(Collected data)
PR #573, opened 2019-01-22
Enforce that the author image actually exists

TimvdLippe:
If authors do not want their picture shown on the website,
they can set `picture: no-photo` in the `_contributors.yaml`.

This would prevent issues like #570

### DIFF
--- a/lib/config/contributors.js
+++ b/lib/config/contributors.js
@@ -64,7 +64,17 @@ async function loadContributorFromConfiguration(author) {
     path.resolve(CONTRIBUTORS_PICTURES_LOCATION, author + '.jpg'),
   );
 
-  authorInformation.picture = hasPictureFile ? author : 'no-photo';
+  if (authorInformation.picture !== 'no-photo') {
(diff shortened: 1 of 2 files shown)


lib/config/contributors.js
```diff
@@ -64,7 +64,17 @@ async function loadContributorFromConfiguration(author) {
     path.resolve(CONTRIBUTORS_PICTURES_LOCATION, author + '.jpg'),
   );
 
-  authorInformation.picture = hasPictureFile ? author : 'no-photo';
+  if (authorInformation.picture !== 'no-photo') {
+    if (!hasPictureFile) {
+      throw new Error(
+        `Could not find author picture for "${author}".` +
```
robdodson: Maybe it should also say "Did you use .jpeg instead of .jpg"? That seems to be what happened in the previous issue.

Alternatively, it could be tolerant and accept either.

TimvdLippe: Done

---

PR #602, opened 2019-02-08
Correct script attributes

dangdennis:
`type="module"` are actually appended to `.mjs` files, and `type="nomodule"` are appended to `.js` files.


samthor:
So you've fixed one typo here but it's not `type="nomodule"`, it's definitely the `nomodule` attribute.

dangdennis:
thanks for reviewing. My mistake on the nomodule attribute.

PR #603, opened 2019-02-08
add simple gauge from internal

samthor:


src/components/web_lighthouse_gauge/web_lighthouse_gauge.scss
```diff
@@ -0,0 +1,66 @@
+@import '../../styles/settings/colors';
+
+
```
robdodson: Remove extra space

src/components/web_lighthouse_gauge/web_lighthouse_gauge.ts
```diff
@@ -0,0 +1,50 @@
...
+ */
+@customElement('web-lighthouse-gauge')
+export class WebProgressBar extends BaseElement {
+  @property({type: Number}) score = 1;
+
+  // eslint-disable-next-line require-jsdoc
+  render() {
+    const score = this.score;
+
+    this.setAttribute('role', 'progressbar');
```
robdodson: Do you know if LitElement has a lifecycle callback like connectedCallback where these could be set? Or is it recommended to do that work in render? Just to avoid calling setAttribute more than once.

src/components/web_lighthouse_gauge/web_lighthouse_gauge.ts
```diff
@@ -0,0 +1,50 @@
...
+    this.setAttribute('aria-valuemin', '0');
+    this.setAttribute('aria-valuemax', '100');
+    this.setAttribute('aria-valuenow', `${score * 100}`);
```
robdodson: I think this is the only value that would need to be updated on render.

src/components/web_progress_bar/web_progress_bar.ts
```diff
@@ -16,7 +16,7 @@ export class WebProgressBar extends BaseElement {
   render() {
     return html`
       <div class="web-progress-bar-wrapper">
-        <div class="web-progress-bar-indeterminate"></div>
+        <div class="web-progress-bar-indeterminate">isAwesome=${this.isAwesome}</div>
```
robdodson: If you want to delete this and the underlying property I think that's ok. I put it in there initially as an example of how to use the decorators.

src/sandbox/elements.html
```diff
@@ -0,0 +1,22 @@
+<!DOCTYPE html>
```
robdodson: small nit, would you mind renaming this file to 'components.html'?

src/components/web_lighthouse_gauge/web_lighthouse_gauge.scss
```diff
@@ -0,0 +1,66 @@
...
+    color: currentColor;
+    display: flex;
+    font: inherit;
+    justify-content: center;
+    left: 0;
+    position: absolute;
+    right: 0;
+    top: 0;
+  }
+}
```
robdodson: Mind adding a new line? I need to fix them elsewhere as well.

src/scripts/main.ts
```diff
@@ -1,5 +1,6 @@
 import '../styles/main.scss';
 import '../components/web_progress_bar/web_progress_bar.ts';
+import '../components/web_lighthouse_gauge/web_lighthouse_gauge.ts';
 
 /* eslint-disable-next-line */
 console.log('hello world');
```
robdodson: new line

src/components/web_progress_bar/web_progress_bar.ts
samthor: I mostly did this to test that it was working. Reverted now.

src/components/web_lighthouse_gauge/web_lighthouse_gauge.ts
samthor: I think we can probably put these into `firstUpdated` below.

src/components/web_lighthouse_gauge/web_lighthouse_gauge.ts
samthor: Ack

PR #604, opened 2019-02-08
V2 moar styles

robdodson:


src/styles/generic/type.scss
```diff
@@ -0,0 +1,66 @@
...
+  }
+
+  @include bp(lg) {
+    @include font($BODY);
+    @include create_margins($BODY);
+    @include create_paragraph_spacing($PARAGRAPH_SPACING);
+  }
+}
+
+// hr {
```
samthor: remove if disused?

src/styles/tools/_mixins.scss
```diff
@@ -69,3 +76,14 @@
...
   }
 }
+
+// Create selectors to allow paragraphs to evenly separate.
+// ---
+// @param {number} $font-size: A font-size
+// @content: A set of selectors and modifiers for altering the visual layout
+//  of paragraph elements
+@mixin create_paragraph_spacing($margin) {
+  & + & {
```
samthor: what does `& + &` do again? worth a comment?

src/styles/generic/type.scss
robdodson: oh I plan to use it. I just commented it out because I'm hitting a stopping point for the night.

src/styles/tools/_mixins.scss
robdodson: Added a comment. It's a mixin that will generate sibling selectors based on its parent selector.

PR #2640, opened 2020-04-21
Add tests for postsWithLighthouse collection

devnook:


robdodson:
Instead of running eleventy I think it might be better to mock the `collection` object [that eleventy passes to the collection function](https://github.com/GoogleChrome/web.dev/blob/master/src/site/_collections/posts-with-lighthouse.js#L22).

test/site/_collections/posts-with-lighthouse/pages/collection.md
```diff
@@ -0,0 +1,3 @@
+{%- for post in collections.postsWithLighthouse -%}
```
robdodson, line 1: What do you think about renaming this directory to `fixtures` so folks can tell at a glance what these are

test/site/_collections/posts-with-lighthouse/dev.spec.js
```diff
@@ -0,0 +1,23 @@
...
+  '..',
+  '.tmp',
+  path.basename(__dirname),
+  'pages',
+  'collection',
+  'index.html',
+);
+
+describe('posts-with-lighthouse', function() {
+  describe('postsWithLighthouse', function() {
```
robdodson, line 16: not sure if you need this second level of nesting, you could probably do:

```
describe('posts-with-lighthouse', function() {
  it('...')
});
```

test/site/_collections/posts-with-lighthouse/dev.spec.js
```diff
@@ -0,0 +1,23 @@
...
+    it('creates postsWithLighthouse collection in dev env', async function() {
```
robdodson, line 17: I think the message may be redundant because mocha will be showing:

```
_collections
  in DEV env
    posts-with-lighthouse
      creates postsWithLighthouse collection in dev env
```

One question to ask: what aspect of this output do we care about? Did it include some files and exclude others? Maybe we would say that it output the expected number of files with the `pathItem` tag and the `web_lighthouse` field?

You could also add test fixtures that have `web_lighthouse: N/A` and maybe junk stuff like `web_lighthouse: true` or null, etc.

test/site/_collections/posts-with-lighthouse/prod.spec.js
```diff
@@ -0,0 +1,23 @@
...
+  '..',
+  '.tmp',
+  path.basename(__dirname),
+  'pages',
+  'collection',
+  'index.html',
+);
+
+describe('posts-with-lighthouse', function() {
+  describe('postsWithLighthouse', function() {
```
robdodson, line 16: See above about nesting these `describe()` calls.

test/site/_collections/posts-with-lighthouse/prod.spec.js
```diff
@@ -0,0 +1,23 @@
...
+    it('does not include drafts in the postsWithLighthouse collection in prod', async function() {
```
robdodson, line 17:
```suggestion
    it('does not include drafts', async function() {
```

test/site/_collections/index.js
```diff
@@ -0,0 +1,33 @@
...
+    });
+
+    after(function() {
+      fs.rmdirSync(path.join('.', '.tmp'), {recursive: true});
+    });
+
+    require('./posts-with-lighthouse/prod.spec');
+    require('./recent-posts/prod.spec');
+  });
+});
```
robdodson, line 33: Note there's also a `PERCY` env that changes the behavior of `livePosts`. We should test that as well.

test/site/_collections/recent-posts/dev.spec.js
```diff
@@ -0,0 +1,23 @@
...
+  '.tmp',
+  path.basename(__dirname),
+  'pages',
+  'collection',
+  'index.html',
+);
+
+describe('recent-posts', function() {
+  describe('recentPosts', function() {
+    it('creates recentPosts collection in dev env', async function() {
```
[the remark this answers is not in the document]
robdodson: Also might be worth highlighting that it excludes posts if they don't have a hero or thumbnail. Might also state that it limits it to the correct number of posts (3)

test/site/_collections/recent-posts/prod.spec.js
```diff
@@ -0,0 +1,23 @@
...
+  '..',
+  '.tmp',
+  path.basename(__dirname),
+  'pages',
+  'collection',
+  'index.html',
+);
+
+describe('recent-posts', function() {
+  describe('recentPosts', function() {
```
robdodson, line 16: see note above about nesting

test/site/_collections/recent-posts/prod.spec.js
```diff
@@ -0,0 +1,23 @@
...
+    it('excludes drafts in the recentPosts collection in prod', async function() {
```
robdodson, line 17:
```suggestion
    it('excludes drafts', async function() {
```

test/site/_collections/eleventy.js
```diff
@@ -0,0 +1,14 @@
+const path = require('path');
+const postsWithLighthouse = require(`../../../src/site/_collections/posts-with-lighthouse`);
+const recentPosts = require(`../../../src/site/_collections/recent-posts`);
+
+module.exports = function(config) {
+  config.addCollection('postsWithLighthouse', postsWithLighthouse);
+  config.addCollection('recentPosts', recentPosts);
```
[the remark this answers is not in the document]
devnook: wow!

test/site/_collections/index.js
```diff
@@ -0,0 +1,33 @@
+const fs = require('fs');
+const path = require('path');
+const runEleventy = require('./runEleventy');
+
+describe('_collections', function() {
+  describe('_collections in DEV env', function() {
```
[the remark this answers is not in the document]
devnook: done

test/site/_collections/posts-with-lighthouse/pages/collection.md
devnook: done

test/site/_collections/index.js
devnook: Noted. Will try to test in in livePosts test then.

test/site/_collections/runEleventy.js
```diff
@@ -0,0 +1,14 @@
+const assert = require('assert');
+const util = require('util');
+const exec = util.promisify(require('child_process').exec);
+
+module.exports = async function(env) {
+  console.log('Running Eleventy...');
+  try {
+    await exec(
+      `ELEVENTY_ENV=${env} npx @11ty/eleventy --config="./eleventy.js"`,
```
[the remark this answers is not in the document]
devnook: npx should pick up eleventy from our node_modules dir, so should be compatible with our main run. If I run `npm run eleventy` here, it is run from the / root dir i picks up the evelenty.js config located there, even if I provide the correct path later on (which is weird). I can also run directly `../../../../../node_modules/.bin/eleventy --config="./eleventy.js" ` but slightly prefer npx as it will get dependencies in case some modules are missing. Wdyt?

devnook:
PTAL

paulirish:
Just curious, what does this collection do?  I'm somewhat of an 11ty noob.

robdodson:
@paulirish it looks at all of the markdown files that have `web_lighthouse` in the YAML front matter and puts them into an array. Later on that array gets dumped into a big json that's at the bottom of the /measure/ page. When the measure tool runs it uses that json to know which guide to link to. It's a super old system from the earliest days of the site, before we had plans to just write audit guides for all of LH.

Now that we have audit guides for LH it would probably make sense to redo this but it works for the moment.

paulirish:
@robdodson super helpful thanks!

==

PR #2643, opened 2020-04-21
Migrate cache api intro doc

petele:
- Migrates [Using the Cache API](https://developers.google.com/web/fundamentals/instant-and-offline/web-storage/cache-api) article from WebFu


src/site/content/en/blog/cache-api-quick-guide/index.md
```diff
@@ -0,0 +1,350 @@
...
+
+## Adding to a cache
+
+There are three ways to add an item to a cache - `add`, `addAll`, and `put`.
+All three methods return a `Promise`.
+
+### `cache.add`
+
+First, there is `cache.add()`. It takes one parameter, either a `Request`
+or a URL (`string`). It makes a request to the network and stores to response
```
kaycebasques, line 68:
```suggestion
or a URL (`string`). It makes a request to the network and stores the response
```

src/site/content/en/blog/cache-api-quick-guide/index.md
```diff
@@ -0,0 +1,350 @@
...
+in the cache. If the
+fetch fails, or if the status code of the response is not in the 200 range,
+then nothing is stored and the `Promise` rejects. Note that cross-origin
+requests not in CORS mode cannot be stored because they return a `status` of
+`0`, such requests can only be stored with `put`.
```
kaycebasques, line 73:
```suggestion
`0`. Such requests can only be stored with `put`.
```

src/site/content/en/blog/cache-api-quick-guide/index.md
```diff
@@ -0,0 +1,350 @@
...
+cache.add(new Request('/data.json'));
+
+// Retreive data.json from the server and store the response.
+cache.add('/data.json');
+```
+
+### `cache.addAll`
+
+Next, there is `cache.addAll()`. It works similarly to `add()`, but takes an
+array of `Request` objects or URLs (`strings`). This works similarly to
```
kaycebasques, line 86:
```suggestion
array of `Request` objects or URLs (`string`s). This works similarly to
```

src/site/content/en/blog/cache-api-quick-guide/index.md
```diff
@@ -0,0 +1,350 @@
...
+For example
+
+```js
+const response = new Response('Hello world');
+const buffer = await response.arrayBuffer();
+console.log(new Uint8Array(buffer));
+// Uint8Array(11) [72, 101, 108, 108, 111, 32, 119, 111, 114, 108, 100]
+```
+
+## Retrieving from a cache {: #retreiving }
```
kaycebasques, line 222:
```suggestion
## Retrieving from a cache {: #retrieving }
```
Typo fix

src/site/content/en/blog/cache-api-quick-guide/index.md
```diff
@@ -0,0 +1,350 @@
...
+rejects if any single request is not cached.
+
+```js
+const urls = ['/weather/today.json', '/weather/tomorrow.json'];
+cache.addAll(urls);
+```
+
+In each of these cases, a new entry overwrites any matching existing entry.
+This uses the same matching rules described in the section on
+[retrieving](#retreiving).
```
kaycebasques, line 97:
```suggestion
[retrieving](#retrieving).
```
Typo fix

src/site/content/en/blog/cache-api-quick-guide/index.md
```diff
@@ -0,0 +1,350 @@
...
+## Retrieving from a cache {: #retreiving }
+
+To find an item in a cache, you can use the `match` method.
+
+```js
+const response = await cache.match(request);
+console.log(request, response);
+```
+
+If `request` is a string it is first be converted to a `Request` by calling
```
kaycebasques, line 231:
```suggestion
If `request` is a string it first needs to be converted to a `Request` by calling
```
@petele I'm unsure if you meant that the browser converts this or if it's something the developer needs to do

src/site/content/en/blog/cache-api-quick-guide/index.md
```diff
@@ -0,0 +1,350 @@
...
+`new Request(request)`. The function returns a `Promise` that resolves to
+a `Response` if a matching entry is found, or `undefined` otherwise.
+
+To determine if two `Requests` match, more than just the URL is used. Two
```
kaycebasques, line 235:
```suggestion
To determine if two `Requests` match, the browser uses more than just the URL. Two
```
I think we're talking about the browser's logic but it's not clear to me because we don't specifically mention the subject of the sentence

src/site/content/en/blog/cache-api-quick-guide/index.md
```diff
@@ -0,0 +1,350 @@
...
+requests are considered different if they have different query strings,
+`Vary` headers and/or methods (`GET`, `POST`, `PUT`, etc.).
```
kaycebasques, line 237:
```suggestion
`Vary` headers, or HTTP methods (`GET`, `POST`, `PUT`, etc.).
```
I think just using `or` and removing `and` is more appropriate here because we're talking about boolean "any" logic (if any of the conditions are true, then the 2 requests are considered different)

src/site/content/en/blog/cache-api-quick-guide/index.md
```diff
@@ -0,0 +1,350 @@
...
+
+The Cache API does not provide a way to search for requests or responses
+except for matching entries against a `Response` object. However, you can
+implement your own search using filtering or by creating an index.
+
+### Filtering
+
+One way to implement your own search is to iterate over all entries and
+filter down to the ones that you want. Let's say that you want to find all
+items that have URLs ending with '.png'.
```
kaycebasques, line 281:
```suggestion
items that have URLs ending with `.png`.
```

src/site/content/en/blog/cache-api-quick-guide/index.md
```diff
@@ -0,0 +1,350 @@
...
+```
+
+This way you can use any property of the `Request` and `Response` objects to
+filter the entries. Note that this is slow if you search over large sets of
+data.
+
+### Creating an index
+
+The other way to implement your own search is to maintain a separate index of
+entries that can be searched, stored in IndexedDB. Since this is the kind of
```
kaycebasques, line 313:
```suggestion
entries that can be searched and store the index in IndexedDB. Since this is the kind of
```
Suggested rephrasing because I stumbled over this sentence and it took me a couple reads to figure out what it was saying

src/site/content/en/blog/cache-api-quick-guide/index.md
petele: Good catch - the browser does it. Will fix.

**To do**
Above are the entries. Output exactly the lines beginning with the line that has "robdodson, line 16: see note" and ending with the line that has "devnook: wow!".

**Written answer**
robdodson, line 16: see note above about nesting

test/site/_collections/recent-posts/prod.spec.js
```diff
@@ -0,0 +1,23 @@
...
+    it('excludes drafts in the recentPosts collection in prod', async function() {
```
robdodson, line 17:
```suggestion
    it('excludes drafts', async function() {
```

test/site/_collections/eleventy.js
```diff
@@ -0,0 +1,14 @@
+const path = require('path');
+const postsWithLighthouse = require(`../../../src/site/_collections/posts-with-lighthouse`);
+const recentPosts = require(`../../../src/site/_collections/recent-posts`);
+
+module.exports = function(config) {
+  config.addCollection('postsWithLighthouse', postsWithLighthouse);
+  config.addCollection('recentPosts', recentPosts);
```
[the remark this answers is not in the document]
devnook: wow!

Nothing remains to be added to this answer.